PR #7392, opened 2021-11-18
TINY-8235: Convert plugins A-C to use the new options API

lnewson:
Related Ticket: TINY-8235

Description of Changes:

This is the first in a set of 5 or 6 PRs to convert all the plugins/themes to use the new Options API. Note that in some cases the old `settings` API may still be used for things that aren't yet migrated (e.g. settings belonging to the theme)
┄┄┄┄┄┄
> [What you are asked to do]:
The answer is every entry, copied word for word.

> [Written answer]:
PR #7392, opened 2021-11-18
TINY-8235: Convert plugins A-C to use the new options API

lnewson:
Related Ticket: TINY-8235

Description of Changes:

This is the first in a set of 5 or 6 PRs to convert all the plugins/themes to use the new Options API. Note that in some cases the old `settings` API may still be used for things that aren't yet migrated (e.g. settings belonging to the theme)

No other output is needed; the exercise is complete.